It sounds like your relationship has all the key ingredients for success!









But, you both have been through so much! Wow, losing his mother, too.

After my DH lost his mother, he definitely needed at least a year of space and understanding. He definitely had some moments completely uncharacteristic of himself! And, sometimes negative emotions were directed at me. But, the hospice counselor had told me that it might be coming, and I was able to fortify myself and not take it personally.

The fact that you have also experienced the loss of your Joselyn has added to the burden of grief for the both of you. And, you certainly ought to have emotional allowances made for yourself, too. It is a lot for a couple to face in short time. I hope you both find peace in each other.


----------



## coffee.caugh (Apr 9, 2009)

what a shame. i am so sorry!

as much as this hurts, you don't need him honey. if he said to you he was taking you in out of obligation, and that he has never been in love with you, what good will keeping the marriage open do.. especially for you?

to me this is just prolonging the ending. you deserve 100% true love and companionship. don't you wonder his intentions or reasoning for this all of a sudden change of heart? after a massive bomb drop like i've never been in love with you i would tell him to have a great life and move on, but thats me.

i'm not in your shoes and i can't really judge, i just want you to not burry yourself in a relationship that you may always second guess or end up being hurt even more in. what if he cheats on you? that would hurt so bad.

in short, there are plenty of fish in the sea darling.







to you!!


----------



## JayJay (Aug 1, 2008)

I so SO hope this is simply all about what you are going through together, and not the end of your marriage at all. Perhaps there's some hope here. I sure hope so, sweetie









*HUGE hugs* XXXXXXX


----------



## ratrodgrl (Nov 8, 2008)

Jess my dear





















!!!!!!!!!! I haven't located the thread you mentioned, but after reading the details you provided here I had a few thoughts. Marriage is 'for better or for worse' and it sounds like he's going through 'worse' right now, I'm glad he agreed to not make any hasty decisions. Losing his mother and his/your baby so recently, I can imagine he doesn't know which end is up right now. LOVE... ah, love. All I can say is, if he's feeling different than he did before you guys got married it's because love has MATURED! A 10-year old child looks a lot different than an infant, right? Not sure if this is part of the problem, but not feeling the tingles of first love/infatuation doesn't mean that love isn't there. I've heard before that love is a verb, it is something that we DO not something that just happens to us. That's why I can love my hubby even when he's getting on my last nerve! Anyways, not sure if that's pertinent to what's going on or not, but thought I'd throw it out there. Also, I think he should be receiving GRIEF counseling, not marital counseling. My husband's mother died in January, and we've been receiving grief counseling booklets by mail. The last one gave permission to grieve 'imperfectly' ... including the fact that we often lash out in anger at the wrong people, at undeserving people. I think he's lashing out at your marriage because he is grieving the enormous losses he's experienced.

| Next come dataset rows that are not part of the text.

PR #234, opened 2021-10-05
testing: Add errdiff lib

minor-fixes:
This change adds a testonly library called "errdiff" that allows unit
tests to easily see if errors match an expected substring.

This allows for a bit more fidelity than checks by the assert package,
as the latter only has functions for checking error presence (though
oftentimes the error expected in tests is not the one actually returned)
and exact error equivalence (though it may be difficult and/or brittle
to formulate an expectation on an exact error value).

### DIFF
--- a/lib/errdiff/errdiff.go
+++ b/lib/errdiff/errdiff.go
@@ -1,0 +1,34 @@
+package errdiff
+
+import (
+	"fmt"
+	"strings"
+)
+
+// Substring checks that an error `got` matches the expectation `want`.
+// Empty `want` string means no error is expected; if not empty, `got` must be
+// non-nil and contain `want` as a substring to meet the expectation.
+// Returns an empty string if `got` meets the `want` expectation, or a string
+// containing an explanation of the discrepancy otherwise.
+//
+// Example use:
+//
+//   if diff := errdiff.Substring(gotErr, "some substring"); diff != "" {
+//     t.Error(diff)
+//   }
+func Substring(got error, want string) string {
+	switch {
+	case got == nil && want == "":
+		return ""
+	case got == nil && want != "":
+		return fmt.Sprintf("got no error; want error containing %q", want)
+	case got != nil && want == "":
+		return fmt.Sprintf("got error: '%v'; want no error", got)
+	case got != nil && want != "":
+		if strings.Contains(got.Error(), want) {
+			return ""
+		}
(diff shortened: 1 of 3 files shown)


lib/errdiff/errdiff.go
```diff
@@ -0,0 +1,34 @@
+package errdiff
```
aaahrens, line 1: So if you ever want to make a library that's importable by tests only, you can give it a no release annotation at the top.
```
//+build !release
```

You can technically import it in a library, but it would fail on building.

lib/errdiff/errdiff.go
```diff
@@ -0,0 +1,34 @@
...
+// non-nil and contain `want` as a substring to meet the expectation.
+// Returns an empty string if `got` meets the `want` expectation, or a string
+// containing an explanation of the discrepancy otherwise.
+//
+// Example use:
+//
+//   if diff := errdiff.Substring(gotErr, "some substring"); diff != "" {
+//     t.Error(diff)
+//   }
+func Substring(got error, want string) string {
```
aaahrens, line 19: So honestly I would nix this whole PR, this already exists within the errors package by default. 

https://cs.opensource.google/go/go/+/refs/tags/go1.17.1:src/errors/wrap.go;l=39

Also generally, don't be afraid of passing in a *testing.T to a helper function for testing. It's a good way of soft locking a function to just test.

aaahrens: Just some example code on how to use it with fmt.Errorf
```
	somethingErr := errors.New("library: something error")
	myErr := fmt.Errorf("err: %w %s", somethingErr, "my path")
	fmt.Println(errors.Is(myErr, somethingErr)) //true
```

aaahrens (changes requested):

lib/errdiff/errdiff.go
minor-fixes: Since we use bazel, I've marked it as `testonly` there; this also fails the build if the library makes it into a non-testonly target. Is it necessary to do both?

aaahrens (approved):

minor-fixes:
As discussed in our meet chat:
* moving forward with this to unblock future PRs
* if we find a more robust style that we like for checking error context in unit tests, we can replace uses of this
* there should be a function that takes a *testing.T and does its own assertion rather than making the tests do it

I've implemented the last point by making `Substring()` unexported, but using it as the main logic for `Check()`, which takes a `*testing.T`.

PR #235, opened 2021-10-05
git: Add Go lib with temp worktree generation

minor-fixes:
This change adds a git library, with initial support for generating
worktrees from a provided repo path.

The bazel changed target detector will need the ability to run at two
different points in the source history locally. One way to do this is to
issue checkout commands in the user's repository; however, it is
possible that a crash/error will leave a user's repository in an
unexpected/unknown state.

Instead, we can shell out to `git worktree` to create essentially a
shallow clone at a particular committish in a different directory (in
this case, a temporary directory) and perform bazel queries on these
temporary worktrees. Here the only risk is that we fail to delete the
temp worktrees upon crash/error, which are trivially cleaned up later
manually or via reboot.

go-git does have the ability to traverse a worktree, but it does not
appear to be trivial to spill a particular commit to disk so that we can
invoke `bazel` on it.

This change adds a small library that shells out to `git worktree` to
add/remove the worktree instead.

Tested: Unit tests in this commit

Jira: INFRA-52


minor-fixes:
Draft FYI - This includes contents of parent PRs

TODO before this moves out of draft:

- [ ] Submit parent PR and rebase

lib/git/worktree.go
```diff
@@ -0,0 +1,51 @@
...
+	return w.worktreePath
+}
+
+func (w *TempWorktree) Close() error {
+	cmd := exec.Command("git", "worktree", "remove", w.worktreePath)
+	cmd.Dir = w.repoPath
+	_, err := runCommand(cmd)
+	if err != nil {
+		err = fmt.Errorf("failed to delete temp git worktree at %q: %v", w.worktreePath, err)
+		glog.Warning(err)
```
ccontavalli, line 47: returning error should be enough? The caller can interpret the meaning of an error here? would remove glog.

lib/git/worktree_test.go
```diff
@@ -0,0 +1,60 @@
...
+					Dir:  "/foo/bar",
+				},
+				&exec.Cmd{
+					Path: "git",
+					Args: []string{"worktree", "remove", "foo"},
+					Dir:  "/foo/bar",
+				},
+			},
+		},
+	}
```
ccontavalli, line 37: not objecting, but there is a single testcase here. Is it worth the complexity of having this struct/array? makes the test arguably much harder to read and understand.

lib/git/worktree_test.go
```diff
@@ -0,0 +1,60 @@
...
+	for _, tc := range testCases {
```
ccontavalli, line 38: minor: the test mocks out git (good!) and checks that the generated commands are as expected (also good!).

But does not test that the actual commands are valid git commands. Is it worth adding a simple test that 1) opens a temp directory (maybe just some testdata/ moved over), and does something like 2) git init, git add . git commit -m "blah", and then 3) tries the worktree commands?

(it's more of an integration test, but should take a few seconds to run)

lib/git/worktree_test.go
minor-fixes: Yeah, this is nonsensical; removed the test table.

lib/git/worktree.go
```diff
@@ -0,0 +1,51 @@
+package git
+
+import (
+	"fmt"
+	"io/ioutil"
+	"os/exec"
+
+	"github.com/golang/glog"
+)
+
```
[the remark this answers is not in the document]
minor-fixes: Oops I have no docstrings! Fixed.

Last, ditto what Shantiani said about things not being any easier if you guys split up. His personal issues won't magically resolve. If it were that easy, wouldn't single people have no problems?  DH and I are hitting the 10-year mark in July, and looking back over our years together I would have to say that our 2nd year of marriage was the hardest to work through, and we didn't even have the loss of a parent and a child to factor into the mix. A successful marriage takes a lot of work, not that fun and love won't be there, but there are times when you have to slog through. And breaking up the marriage will not make things easier, only harder.

Best wishes, my thoughts and prayers are with you both, many internet (((hugs))) across the lines!!!


----------



## *Jade* (Mar 13, 2007)

Oh Jess, I'm so sorry! I can't imagine how hard this is for you.

And the possibly miscarriage, how are you doing? Is it just the tests lightening?


----------



## Fireflyforever (May 28, 2008)

Jess,

I didn't get online last night so I'm only just reading this now. Sweetheart ... I am so very, very sorry that you are going through this right now - and I'm in awe of the wisdom you're bringing to the situation.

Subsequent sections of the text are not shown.